Num contexto de guerra ou num contexto de ataques, há muito pouco espaço para fiscalização e monitoria. Isto abre espaço para que as empresas possam inflacionar esses mesmos custos. Não se sabe quais são as empresas que estão a ser contratadas para fazer essa mesma segurança, não se sabe quais são os termos de referência que estão a ser usados. Portanto, há todo um espaço para que as mesmas empresas do setor petrolífero inflacionem os custos. E inflacionando os custos, isso terá um impacto negativo nas receitas a serem arrecadadas pelo Estado.
DW África: Estamos a falar de um setor que, além dos ataques armados, também está a ser vítima da pandemia de Covid-19 e da queda do preço do petróleo. O que é preciso mudar neste setor?
IM: São acontecimentos que estão todos interligados - pelo menos estes dois últimos que é a queda do preço do petróleo e o impacto da pandemia de Covid-19. Este setor, sem sombra de dúvida, está a ser um dos mais afetados. E o que se pode fazer de momento é primar pela transparência, pelo menos do lado do Governo, e rigor no controlo destas mesmas empresas para evitar que as perdas sejam substanciais. Porque, efetivamente, esta situação toda irá impor um maior desafio ao país na captação de receitas e depois no repasse dessas receitas para financiar outros setores da economia e, assim, alavancar o desenvolvimento do nosso país. Mas é necessário que, neste momento, o Governo prime pela transparência e rigor na análise técnica para garantir que todo o valor, todo o relatório que é apresentado por essas mesmas empresas, sejam fidedignos.
DW África: Na semana passada, numa visita a Moçambique, a petrolífera francesa Total disse que estava convicta da execução segura do projeto de exploração de gás em Cabo Delgado e disse que o Governo está a trabalhar muito bem para criar, dentro do possível, as melhores condições para executarem este trabalho. O CIP concorda?
IM: A nossa expectativa é que o Governo esteja a trabalhar muito bem para gerir esta situação. Mas o que nós queremos, neste momento, são evidências de que este trabalho está a ser bem feito.

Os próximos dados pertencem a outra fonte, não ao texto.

PR #1310, opened 2021-05-13
Don't sort variables in TXTResultSerializer

### LINKED ISSUE #1249: TXTResultSerializer should not sort the columns alphabetically
The order of the fields is defined in the SPARQL query provided by the user. The library should not change this order. The user has defined the order of the data in the query, and the library has no need to change that order.

https://github.com/RDFLib/rdflib/blob/d78f0a40d73903b1ca364af6fd782edb61a29ce0/rdflib/plugins/sparql/results/txtresults.py#L46

aucampia:
Fixes #1249

## Proposed Changes

  - Eliminate sorting of columns in TXTResultSerializer

### DIFF
--- a/rdflib/plugins/sparql/results/txtresults.py
+++ b/rdflib/plugins/sparql/results/txtresults.py
@@ -43,7 +43,7 @@ class TXTResultSerializer(ResultSerializer):
             return "(no results)\n"
         else:
 
-            keys = sorted(self.result.vars)
+            keys = self.result.vars
             maxlen = [0] * len(keys)
             b = [
                 [_termString(r[k], namespace_manager) for k in keys]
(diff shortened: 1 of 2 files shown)


white-gecko:
Does this introduce any speedup or something like that?

aucampia:
> Does this introduce any speedup or something like that?

I did not test it, I presume it would, but I don't think it will be significant. This sort happens once per query, not per row.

E nada melhor do que um relatório para provar o que é que efetivamente o Governo está a fazer para garantir que as operações continuem e que continuem num contexto em que o país também se possa beneficiar.
DW África: Já que falou em transparência, hoje (06.07) o jornal @Verdade trouxe a público que o presidente da petrolífera francesa Total para a área de exploração e produção, Arnaud Breuillac, violou o estado de emergência ao entrar em Moçambique porque não cumpriu, como está na lei, o regime de quarentena obrigatório para quem chega ao país. Que mensagem passa este episódio? O Governo moçambicano tem dois pesos e duas medidas?
IM: Isto é uma situação bastante delicada que passa, na verdade, do meu ponto de vista, a mensagem de que o Governo moçambicano neste momento não tem o poder suficiente para lidar com as grandes empresas do setor do gás e do setor mineiro em Moçambique. E isto chama a atenção para vários outros assuntos. Se num assunto destes, que é de muito fácil controlo de monitoria, nem se consegue lidar com a situação da quarentena obrigatória, imaginemos em casos mais críticos como a questão de controlo de custos ou a questão do controlo de transferência de preços pelo facto de as empresas estarem a lidar [diretamente] entre elas mesmas. Imaginemos, nestes casos, como é que vai ficar a governação do setor?